The bad thing is overheats tend to warp heads and warped head require removal, redecking, and a new head gasket.


----------



## jdg (Aug 27, 2009)

camoy said:


> The bad thing is overheats tend to warp heads and warped head require removal, redecking, and a new head gasket.


And a new radiator cap


----------



## 3GEclipse (Dec 2, 2010)

jdgrotte said:


> Sounds like you'd better change shops...
> "They used a vacuum in the cooling system...."
> That sounds like a load of crap to me.
> Any shop worth anything should've been able to easily figure out if you're water pump is shot, if you've got a blown head gasket, blocked heater core, collapsed hose, whatever, without much trouble.......unless you told them to do only one thing.
> Otherwise, let the shop do what it needs to do to get your car fixed. If you overheated it bad enough that it "died on the highway", I'd be willing to bet you did a fair amount of damage to the engine (seized it up by overheating it, warped the head, blew the rest of the head gaskets, etc).

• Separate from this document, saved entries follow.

PR #4178, opened 2020-01-31
Create key and zone section for static DHCP mappings

ableischwitz:
- [X] Redmine Issue: https://redmine.pfsense.org/issues/10224
- [X] Ready for review

### DIFF
--- a/src/etc/inc/services.inc
+++ b/src/etc/inc/services.inc
@@ -1106,7 +1106,9 @@ EOD;
 		if (is_array($dhcpifconf['staticmap'])) {
 
 			$i = 0;
+			$sm_newzone[] = array();
 			foreach ($dhcpifconf['staticmap'] as $sm) {
+				$need_sm_ddns_updates = false;
 				$dhcpdconf .= "host s_{$dhcpif}_{$i} {\n";
 
 				if ($sm['mac']) {
@@ -1154,6 +1156,7 @@ EOD;
 				if (isset($sm['ddnsupdate'])) {
 					if (($sm['ddnsdomain'] <> "") && ($sm['ddnsdomain'] != $dhcpifconf['ddnsdomain'])) {
 						$smdnscfg .= "		ddns-domainname \"{$sm['ddnsdomain']}\";\n";
+				 		$need_sm_ddns_updates = true;	
 					}
 					$smdnscfg .= "		ddns-update-style interim;\n";
 				}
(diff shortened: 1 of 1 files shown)


src/etc/inc/services.inc
```diff
@@ -1153,9 +1155,10 @@ EOD;
 
 				if (isset($sm['ddnsupdate'])) {
 					if (($sm['ddnsdomain'] <> "") && ($sm['ddnsdomain'] != $dhcpifconf['ddnsdomain'])) {
-						$smdnscfg .= "		ddns-domainname \"{$sm['ddnsdomain']}\";\n";
+						$smdnscfg .= "        ddns-domainname \"{$sm['ddnsdomain']}\";\n";
```
jim-p: Why change from tabs to spaces? The rest of the file uses tabs.

src/etc/inc/services.inc
```diff
@@ -1153,9 +1155,10 @@ EOD;
...
+				 		$need_sm_ddns_updates = true;	
 					}
-					$smdnscfg .= "		ddns-update-style interim;\n";
+					$smdnscfg .= "        ddns-update-style interim;\n";
```
jim-p: Why change from tabs to spaces? The rest of the file uses tabs.

src/etc/inc/services.inc
```diff
@@ -1190,6 +1193,18 @@ EOD;
 				}
 
 				$dhcpdconf .= "}\n";
+				// add zone DDNS key/server to $ddns_zone[] if required
+				if ($need_sm_ddns_updates) {
+					$sm_newzone['dns-servers'] = array($sm['ddnsdomainprimary']);
+					$sm_newzone['domain-name'] = $sm['domain'];
```
jim-p: If multiple static maps use the same domain, won't this make multiple entries for the same domain? Is that allowed and functional in ISC DHCPD?

src/etc/inc/services.inc
ableischwitz: I changed it because the resulting output was indented differently than the rest. With that change all configuration options are in line.

src/etc/inc/services.inc
ableischwitz: I changed it because the resulting output was indented differently than the rest. With that change all configuration options are in line.

src/etc/inc/services.inc
jim-p: This looks like it would result in a mix of spaces and tabs, which is not desirable. If something else is using spaces, it should be changed to tabs and not the other way around.

src/etc/inc/services.inc
ableischwitz: I was thinking about this as well, but even though a new zone-entry for `$ddns_zones[]` is added multiple times, it will get filtered by `function dhcpdzones($ddns_zones)`:
```
function dhcpdzones($ddns_zones) {
...
                        // We don't need to add zones multiple times.
                        if ($zone['domain-name'] && !in_array($zone['domain-name'], $added_zones)) {
...
```

jim-p: If it will be skipped, then we should not bother to add it in the first place, rather than stuffing the array full of potentially redundant information. Also if it's duplicated across multiple interfaces/entries then it probably needs to be made clear to the user that only the first defined set of options per domain will be honored.

ableischwitz: In case the information entered on a per-node basis is not added to that array, it will be skipped entirely. We could add a check if an entry is already pushed to that array, but it would be duplicated code. If you come up with a better solution, I'm fine with it. The current implementation offers options, which are simply ignored as of now.

rbgarga:
@ableischwitz do you still plan to work on this change?  If so, please rebase your fork and fix conflicts

rbgarga:
Closing due to lack of activity for 6 months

Actually it's not uncommon to use a vacuum style kit to fill cooling systems. What you do is hook the tool up to the radiator, then plug in your air line to it. Then proceed to suck out all the air in the system. Once it's ready the hoses will colapse. then flip the lever and it fills it up.


----------



## jdg (Aug 27, 2009)

3GEclipse said:


> Actually it's not uncommon to use a vacuum style kit to fill cooling systems. What you do is hook the tool up to the radiator, then plug in your air line to it. Then proceed to suck out all the air in the system. Once it's ready the hoses will colapse. then flip the lever and it fills it up.


Ok...I can admit it. I've been officially "schooled"! 
I Google'd the term, read about the process, etc.
Looks to me like engine manufacturers found a new way to keep themselves, and repair shops in business once again, by designing engines/heads/etc that readily trap air.


----------